I was heading to Leon’s bakery that morning. Bakers live in the twilight hours and the police, even the dreaded security police, thought little of a baker being at his business in the early hours of the morning. I had no such excuse for being on the street and if stopped, if questioned, I could hardly avoid being forced to tell them the truth. Not something anyone in my position would relish. The thought of it quickened my step until I was fairly hopping down the street-hardly something to lessen the suspicions of any onlookers.
It was crowded in the bakery, not with men but with the smell of fresh baking bread; food was still plentiful then, and I helped myself to a small rye-wheat loaf for my breakfast. I slipped it into my trouser pocket as Leon reached into the cupboard and took out the small box. It was warm in the bakery, which was why I never minded undressing there. I always shivered at first, as the air kissed my bare skin, but then the warmth penetrated and I relaxed. Leon was an old man to me then, more than fifty, with round blue eyes and a thick head of silver hair. Some men grow soft and doughy as they age but Leon was rugged, like teak.

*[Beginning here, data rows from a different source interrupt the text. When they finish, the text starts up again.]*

PR #312, opened 2025-02-28
ADR-1581 Change clock to UK time zone and use injected clock where possible

matthew-goh:
Injected clock is changed in config.Module (defined constant for time zone string ID as there isn't a preexisting one)

### DIFF
--- a/app/config/Module.scala
+++ b/app/config/Module.scala
@@ -19,7 +19,7 @@ package config
 import com.google.inject.AbstractModule
 import controllers.actions._
 
-import java.time.{Clock, ZoneOffset}
+import java.time.{Clock, ZoneId}
 
 class Module extends AbstractModule {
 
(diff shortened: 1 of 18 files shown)


app/config/Module.scala
```diff
@@ -37,6 +37,6 @@ class Module extends AbstractModule {
       .asEagerSingleton()
 
     bind(classOf[ServiceEntryCheckAction]).to(classOf[ServiceEntryCheckActionImpl]).asEagerSingleton()
-    bind(classOf[Clock]).toInstance(Clock.systemDefaultZone.withZone(ZoneOffset.UTC))
+    bind(classOf[Clock]).toInstance(Clock.system(ZoneId.of(Constants.ukTimeZoneStringId)))
```
ajchilts, line 40: It will be worth testing the time logged both locally and on the server in staging once this is merged. We need to ensure we do not violate the date time as dictated by the server. I.e. make sure the clock is not out when hosted in an environment.

ajchilts (approved):

ajchilts (approved):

He had huge hands, calloused but not callous, like Leon himself. I watched him take the dip pen from the box and test the nib against his leathery fingertip.Too sharp or too fine and it might pierce my skin. Oh, there would be no tears shed for any injuries, we were at war after all, but it’s impossible to write a letter when you have torn and blotted the paper.
My stomach tightened when I saw there was only Leon there. “Where’s Josef?” I asked.

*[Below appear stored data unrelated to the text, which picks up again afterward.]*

PR #314, opened 2025-03-04
ADR-1529: Refactor the AdjustmentNavigator

Bradleigh-L:


app/navigation/AdjustmentNavigator.scala
```diff
@@ -152,12 +154,13 @@ class AdjustmentNavigator @Inject() () {
...
-      normalRoutes(page)(userAnswers)
-    case CheckMode  =>
-      checkRouteMap(page)(userAnswers)(hasAnswerChanged)
-  }
+  def nextPage(page: Page, mode: Mode, userAnswers: UserAnswers, hasAnswerChanged: Option[Boolean] = None): Call =
+    mode match {
+      case NormalMode =>
+        normalRoutes(page)(userAnswers)
+      case CheckMode  =>
+        checkRouteMap(page)(userAnswers)(hasAnswerChanged)
```
simondrugan16, line 162: In here I would probably change `hasAnswerChanged` => `hasAnswerChanged.getOrElse(false)`, then above, change all the `hasAnswerChanged` => `needToChangeOtherAnswersToo` (that's a terrible name but I hope you catch my drift).

app/navigation/AdjustmentNavigator.scala
```diff
@@ -152,12 +154,13 @@ class AdjustmentNavigator @Inject() () {
     }
   }
 
-  def nextPage(page: Page, mode: Mode, userAnswers: UserAnswers, hasAnswerChanged: Boolean = true): Call = mode match {
-    case NormalMode =>
-      normalRoutes(page)(userAnswers)
-    case CheckMode  =>
-      checkRouteMap(page)(userAnswers)(hasAnswerChanged)
-  }
+  def nextPage(page: Page, mode: Mode, userAnswers: UserAnswers, hasAnswerChanged: Option[Boolean] = None): Call =
```
simondrugan16, line 157: I would remove the default value for `hasAnswerChanged` here and go through all the places it's used and define it explicitly. Going from defaulting to true, to defaulting to essentially false it a bit dangerous if there were places where it mattered that it was true, but just weren't defining it because it was already defaulted in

“Ach, don’t ask questions.” Leon put down the pen and carefully opened the cipher paper.
We changed codes regularly, though I never knew them. The resistance didn’t need me to know them; the scrolls know nothing of the scriptures they bear. Josef said I couldn’t be forced to tell what I don’t know.That was Josef, taking the first step and calling the race won. As our group dwindled, as members vanished in the night, he became frantic about keeping the ciphers secret. As if that was the reason we were being cut down. I couldn’t tell them the cipher but I could tell them the names and addresses of those that could. He never thought of that though.The only true protection was anonymity and we all knew each other. We knew too much about each other, but not the things we most needed to know.
I leant against the countertop as Leon wandered over to me with the pen and the cipher. He was a meandering sort of man who always moved deceptively fast. I felt his left hand rest on my hip and the warmth of his breath against my neck. Leon pressed the nib against my skin firmly, drew it down, withdrew it, and then pressed it against my skin again. In this way, Leon worked across my shoulders and down my back, not stopping until the message was finished and his need fulfilled. Then we dressed me in a shirt of patchwork silks that we had salvaged, the better not to irritate or disturb the message already swelling on my skin.
“To the place in the park?” I asked.
“No, a bookshop by the university. Do you know it?”